- WHAT IS NEEDED
Search the records below for "breaks" and copy every line it turns up in.

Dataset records

Issue #3071, opened 2016-04-21
Event handlers with invalid selectors should be caught at attach time


fsateler:
Otherwise, they become very difficult to debug.

See [this jsfiddle](https://jsfiddle.net/v4emgtLs/1/) for an example. Attaching an event handler with an invalid selector `div:not` causes an exception to be raised at event time. This makes it very difficult to debug, as the trace of the error will usually only include jquery code.

I suggest jQuery should throw an exception at attach time instead, which makes it fairly easy to detect the faulty code.

gibson042:
I'm normally opposed to explicitly introducing exceptions, but eliminating this arbitrarily long delay between mistake and feedback seems really valuable. I recommend adding `if ( selector ) { jQuery.find.matchesSelector( elem, selector ); }` in [`jQuery.event.add`](https://github.com/jquery/jquery/blob/91850ecbbe04ad8f5d89dc050aa1d9002047c435/src/event.js#L120). @fsateler, care to submit a PR?

markelog:
I think we already received similar issue before - @dmethvin?

I would tend to agree with assumption here though.

fsateler:
@markelog Indeed, I searched but did not find it. I now see it here: https://github.com/jquery/jquery/issues/2720 

The consensus there seems to be that the check should not be added. A claim was made that the console has the erroneous selector. This is not the case if the selector instead triggers a null reference exception or other error in jquery code (as the `div:not` selector does, this is probably a separate bug that needs fixing). Moreover, if the event was supposed to catch a special condition and prevent navigation, debugging becomes doubly hard. 

Should I prepare and submit a PR?

dmethvin:
I think it would be easier to see the advantages and drawbacks if there was a PR, so I wouldn't mind seeing a proposed solution with unit tests. One I can think of offhand is that custom selector extensions might not yet be in place, but that is probably rare.

fsateler:
ok, will prepare a PR

markelog:
@fsateler cool, check it out - http://contribute.jquery.org/

fsateler:
Sorry for the newbie question, but... how do I run the testsuite? `npm test` does not appear to run the unit tests...

mgol:
@fsateler You need to have a working Apache+PHP setup (see https://github.com/jquery/jquery#running-the-unit-tests) and one domain pointed at the jQuery repository. Then open http://your-jquery-domain/test in a browser you want to check.

gibson042:
[...]

Issue #2824, opened 2016-01-14
1.12.0 vs 1.11.2 selectors with # broken


cosmicnet:
The following is a perfectly valid selector under 1.11.2:
$('.class a[href=#anchor]');

But fails under 1.12.0, and requires quotes:
$('.class a[href="#anchor"]');

Likely related to:
https://github.com/jquery/jquery/commit/41f522ace1518f7f6f22f2e227350b0bdf78e62b

dmethvin:
Yes, but it was never a valid standard CSS selector, anything with special characters or spaces has to be quoted in the selector. Accepting it in previous versions was a bug. 

> Attribute values must be CSS identifiers or strings. -- https://www.w3.org/TR/css3-selectors/#attribute-selectors

cosmicnet:
Whether you regard this as a previous bug or not, it is a breaking change.

timmywil:
Fixing a bug almost always breaks something.

cosmicnet:
The release notes specify this is a non-breaking change. But you are changing the way the selector syntax works and has worked for a long time. There will be a LOT of code in the wild that uses this construct.

Your own test suite previous proved the accepted # syntax:
https://github.com/jquery/jquery/commit/41f522ace1518f7f6f22f2e227350b0bdf78e62b
You had to update it to work with the new syntax. Yet nowhere do you indicate that the selector syntax has now changed. Where is the issue for the bug? Where is the release note stating the change in behaviour?

mgol:
@cosmicnet Every behavior change may break code that relies on unspecified behavior; if we treated all of them as breaking changes we couldn't have non-major releases at all. Semver only applies to what's documented, i.e. what's on https://api.jquery.com/. We've never promised there that such a selector works, hence by definition changing that is not a breaking change. We did think that it might break some incorrect code, though and that's why we didn't introduce this change in a patch release but in a minor one, even though semver permits us to do it in a patch release.

dmethvin:
@cosmicnet specifically what do you think we need to do here?

Are you advocating that we revert this change? I don't think we can do that. We are trying to parse valid CSS selectors per the spec and allowing these kind of exceptions (even undocumented) makes that difficult if not impossible. It also causes the selector to be rejected by the `querySelectorAll` path which results in performance degradation.

[...]

PR #3097, opened 2016-05-02
Event: evaluate selector at add time

fsateler:
### Summary ###

This ensures events with invalid selectors throw at attach time instead
of event time. This is done by instantiating a Sizzle for the selector.

`jQuery.find()` is used instead of `jQuery.find.matchesSelector` (as suggested in https://github.com/jquery/jquery/issues/3071#issuecomment-213254660) , because `matchesSelector` requires a `DOMElement`, which won't be if the element is actually document.

Fixes: #3071 

### Checklist ###

### DIFF
--- a/src/event.js
+++ b/src/event.js
@@ -120,6 +120,11 @@ jQuery.event = {
 			selector = handleObjIn.selector;
 		}
 
+		// If the selector is invalid, throw any exceptions at attach time
+		if ( selector ) {
+			jQuery.find( selector, elem );
+		}
+
 		// Make sure that the handler has a unique ID, used to find/remove it later
 		if ( !handler.guid ) {
 			handler.guid = jQuery.guid++;
--- a/test/unit/event.js
+++ b/test/unit/event.js
@@ -1291,21 +1291,13 @@ QUnit.test( "Delegated events in SVG (#10791; #13180)", function( assert ) {
 
 QUnit.test( "Delegated events with malformed selectors (#3071)", function( assert ) {
 	assert.expect( 2 );
-	try {
-		jQuery( "#qunit-fixture" ).on( "click", "div:not", function () { } );
-		assert.ok( false, "malformed selector throws on attach" );
-	}
-	catch ( e ) {
-		assert.ok( true, "malformed selector throws on attach" );
-	}
 
-	try {
-		jQuery( "#qunit-fixture" ).click();
-		assert.ok( true, "malformed selector does not throw on event" );
-	}
-	catch ( e ) {
-		assert.ok( false, "malformed selector does not throw on event" );
-	}
+	assert.throws( function () {
+		jQuery( "#qunit-fixture" ).on( "click", "div:not", function () { } );
+	}, null, "malformed selector throws on attach" );
+
+	jQuery( "#qunit-fixture" ).click();
+	assert.ok( true, "malformed selector does not throw on event" );
 
 	jQuery( "#qunit-fixture" ).off( "click" );
 } );
--- a/test/unit/event.js
+++ b/test/unit/event.js
@@ -1289,6 +1289,27 @@ QUnit.test( "Delegated events in SVG (#10791; #13180)", function( assert ) {
 	jQuery( "#qunit-fixture" ).off( "click" );
 } );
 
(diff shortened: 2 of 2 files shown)


src/event.js
```diff
@@ -120,6 +120,11 @@ jQuery.event = {
 			selector = handleObjIn.selector;
 		}
 
+		// If the selector is invalid, throw any exceptions at attach time
+		if ( selector ) {
+			jQuery.find( selector, elem );
```
timmywil: This may or may not require a context `elem.ownerDocument`. If it's just testing validity, perhaps not, but can anyone think of a use case where the document would affect validity?

dmethvin: None that I can think of.  The only case I can think of that breaks is if a selector extension was added after the event was attached here, but before an event was fired. That's probably not common?

dmethvin: Also note that this is inside `jQuery.event.add()` and the API surface is `jQuery.fn.on()`. If someone does `$("tr").on("mouseover" ...)` on a table with 100 elements it will check the selector 100 times. The parsed selector is cached and the selection set is small obviously, but is there a downside to moving this up to [function on()](https://github.com/fsateler/jquery/blob/10dc9f515a97c69ac674cfa19298ddd1e5cecbba/src/event.js#L91)?

test/unit/event.js
```diff
@@ -1289,6 +1289,27 @@ QUnit.test( "Delegated events in SVG (#10791; #13180)", function( assert ) {
...
 } );
 
+QUnit.test( "Delegated events with malformed selectors (#3071)", function( assert ) {
+	assert.expect( 2 );
+	try {
+		jQuery( "#qunit-fixture" ).on( "click", "div:not", function () { } );
+		assert.ok( false, "malformed selector throws on attach" );
+	}
+	catch ( e ) {
+		assert.ok( true, "malformed selector throws on attach" );
```
gibson042: I think this would be a little clearer with [`assert.throws`](http://api.qunitjs.com/throws/), but otherwise :+1:.

src/event.js
fsateler: The only problem I see is that one would have to replicate the selector parameter parsing. Maybe a better approach would be to check if there is already an event handler with such a selector in the `handlers` list?

I may be wrong, but I think event handlers with selectors usually attach to a single object, as the whole point is to have to avoid listing all possible elements (which may be a lot, or not exist yet).

test/unit/event.js
fsateler: That would leave this asymmetric with the below call (I don't see a `notThrows` assert method). I you think that doesn't matter, I can change that.

dmethvin: If the test throws and you don't expect it to, you find out pretty quickly. :smile:

fsateler: OK, so I just let qUnit handle the exception.

To fix these issues, should I force-push, or open a new PR ?

gibson042: I'd recommend just adding one or more new commits and pushing... no `-f` required.

dmethvin: Generally you can just add a new commit that says `squash! (comment about the change)` and we will squash it when the PR lands. That way the commits here in the PR and the comments show the history of how we got to the squashed PR.

src/event.js
dmethvin: @fsateler You are right, it won't be common for people to make a call to attach delegated events on a lot of elements at once. Also, this change does have the potential to throw errors where they did not before, in the case where the selector was invalid but no event ever occurred. We learned in gh-2824 that even obscure cases like that can cause trouble. So even if we moved this to `on()` it should be executed only if there is at least one element.

In short, I think you have this check in a good place.

dmethvin:
@fsateler can you make that `assert.throws` tweak to the tests? I think this is good to land otherwise.

Anyone have thoughts on whether and how this should be documented? I am thinking it doesn't need docs, this behavior may have been what everyone expected anyway.

fsateler:
Yes, I've just been busy during this week with $work. I'll push the change during the weekend.

fsateler:
Updated for the `throws` change.

gibson042:
Thanks, @fsateler! As it turns out, `matchesSelector` was necessary after all.

Issue #3102, opened 2016-05-03
Make jQuery.when always async


markelog:
See discussion in https://github.com/jquery/jquery/issues/3100.

Making it a blocker at the moment for 3.0, can provide a pull for that. 

If there strong motivation to not deal with it, feel free to close.

marcandre:
> It's important to realize that jQuery.when is polymorphic—multi-argument calls being analogous to ES6 `Promise.all` and other calls being analogous to ES6 `Promise.resolve`.

Thanks for the replies.

I'd like to point out that `$.when(one_argument)` is *not* really analogous to `Promise.resolve`, in that it currently returns a wrapped promise while `Promise.resolve` doesn't wrap existing promises:

```
p = Promise.resolve(42)
p === Promise.resolve(p) // => true
j = $.when(42)
j === $.when(j) // => false
```

The argument about the "reliance on `.then` to unwrap secondary thenables" seems to apply to `Promise.all` at least as much when it has more than one argument than when it has a single one.

What I mean to say is that if I had gotten ABDC in the above example (instead of ACDB), then I could understand the reasoning (and disagree with the decision), but currently the justification and behavior seems reversed!

ABCD: Synchronous behavior (what I'm secretly hoping for)
ADBC: Asynchronous behavior (I would secretly disapprove)
ABDC: Inconsistent behavior of single argument vs multiple, with single promise treated specially like `Promise.resolve` (I would disapprove)
ACDB: Inconsistent behavior where single promise is treated differently and illogically (current behavior to which I can only object)

I think there's clearly a bug currently:

    $.when(42).state() // => 'pending', should be 'resolved'

In closing, I'd ask naively: why not have two different methods? `$.when` could be `Promise.all`, while `$.resolve` would be `Promise.resolve`.
`resolve` would coerce its sole argument into a promise.
`when` coerces them via `resolve` if need be. It could keep the synchronous behavior of `done` intact when the given promises have `state` method available.

markelog:
> $.when(42).state()

This would execute asynchronously, so it seems `state` returns correct result. 

> ADBC: Asynchronous behavior (I would secretly disapprove)

That would be with the spirit of the spec and in line with other implementations. 

> why not have two different methods?

I guess we could consider adding new method, but definitely not for 3.0

gibson042:
[...]

Issue #3100, opened 2016-05-03
$.when should always be synchronous when possible


marcandre:
IIC, jQuery 3.0 will have `then` be A+ compatible in that callbacks are always executed out of context (e.g with `setTimeout`), while `done` will continue to be executed synchronously whenever possible (eager).

I was double checking that `$.when` kept the eager behavior and discovered that it does, unless there's a single argument:

```
p = $.Deferred()
p.resolveWith(42);
p.done(function() {console.log('A')});
$.when(p).done(function() {console.log('B')});
$.when(p, p).done(function() {console.log('C')});
console.log('D');
```

I was hope to get ABCD, given that the promised is already resolved when the `done` are called, and dreaded ADBC if `$when` was no longer eager. I get worse though. Console is ACDB, which is not acceptable; `$.when(p)` and `$.when(p, p)` should behave the exact same way.

FWIW, I personally disagree with Promise/A+'s rule 2.2.4 and I hope jQuery keeps all behavior eager (except for `then` to comply with A+) and gives us an eager version of `then` (could be `pipe`, but with the correct semantics for callbacks return values).

I did not investigate any further, but it looks related to #3059.

markelog:
@gibson042 Did we discuss this before? Did we want to make `done` async or sync? I agree arguments shouldn't change affect on it.

gibson042:
It's important to realize that `jQuery.when` is polymorphic—multi-argument calls being analogous to ES6 `Promise.all` and other calls being analogous to ES6 `Promise.resolve`. It's unfortunate that their similarity led to a shared function name in jQuery, but they _are_ distinct. And although `done` itself remains eager, general-case `jQuery.when( value )` is necessarily not because of its reliance on `.then` to unwrap secondary thenables as `Promise.resolve` does. And I don't want to introduce a `jQuery.when( nonThenable )` exception, which really would introduce an inconsistency.

I also disagree with Promises/A+ 2.2.4, but that is insufficient justification to abandon compatibility which has been demanded for so long.

dmethvin:
I know @gibson042 has rightly railed about this several times, I'm too lazy to dig it up. 

[...]

PR #3105, opened 2016-05-05
Deferred: Make jQuery.when synchronous when possible

gibson042:
Closes gh-3102
Fixes gh-3100

I'm ambivalent about this, but it doesn't cost much.

```
   raw     gz Sizes
264011  78513 dist/jquery.js
 86318  30014 dist/jquery.min.js

   raw     gz Compared to master @ 7f2ebd2c4dea186d7d981b939e6e2983a9d7f9c1
  +110    +22 dist/jquery.js
   +44    +17 dist/jquery.min.js
```

### DIFF
--- a/test/unit/deferred.js
+++ b/test/unit/deferred.js
@@ -1066,16 +1066,20 @@ QUnit.test( "jQuery.when(...) - opportunistically synchronous", function( assert
 	var when = "before",
 		resolved = jQuery.Deferred().resolve( true ),
 		rejected = jQuery.Deferred().reject( false ),
-		validate = function() {
-			assert.equal( when, "before" );
+		validate = function( label ) {
+			return function() {
+				assert.equal( when, "before", label );
+			};
 		},
 		done = assert.async( 5 );
 
-	jQuery.when().done( validate ).always( done );
-	jQuery.when( when ).done( validate ).always( done );
-	jQuery.when( resolved ).done( validate ).always( done );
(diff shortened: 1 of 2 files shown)


test/unit/deferred.js
```diff
@@ -1049,3 +1049,24 @@ QUnit.test( "jQuery.when - notify does not affect resolved", function( assert )
...
+
+	assert.expect( 5 );
+
+	var when = "before",
+		resolved = jQuery.Deferred().resolve( true ),
+		rejected = jQuery.Deferred().reject( false ),
+		validate = function() {
+			assert.equal( when, "before" );
+		},
+		done = assert.async( 5 );
```
dmethvin: I always forget you can do this.

dmethvin:
I'm okay with it. It actually simplifies the docs and upgrade guide I think?

gibson042:
I think so, just by virtue of changing less.

test/unit/deferred.js
timmywil: Didn't it require a QUnit update?

timmywil:
I guess I'm okay with this.

test/unit/deferred.js
gibson042: We've only had it since January. It was added in QUnit 1.20.

marcandre:
Great! Eager to run the spec suite of Parsley with this in. Thanks for the consideration and good discutions :smile:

- RESPONSE BELOW
Fixing a bug almost always breaks something.
dmethvin: None that I can think of.  The only case I can think of that breaks is if a selector extension was added after the event was attached here, but before an event was fired. That's probably not common?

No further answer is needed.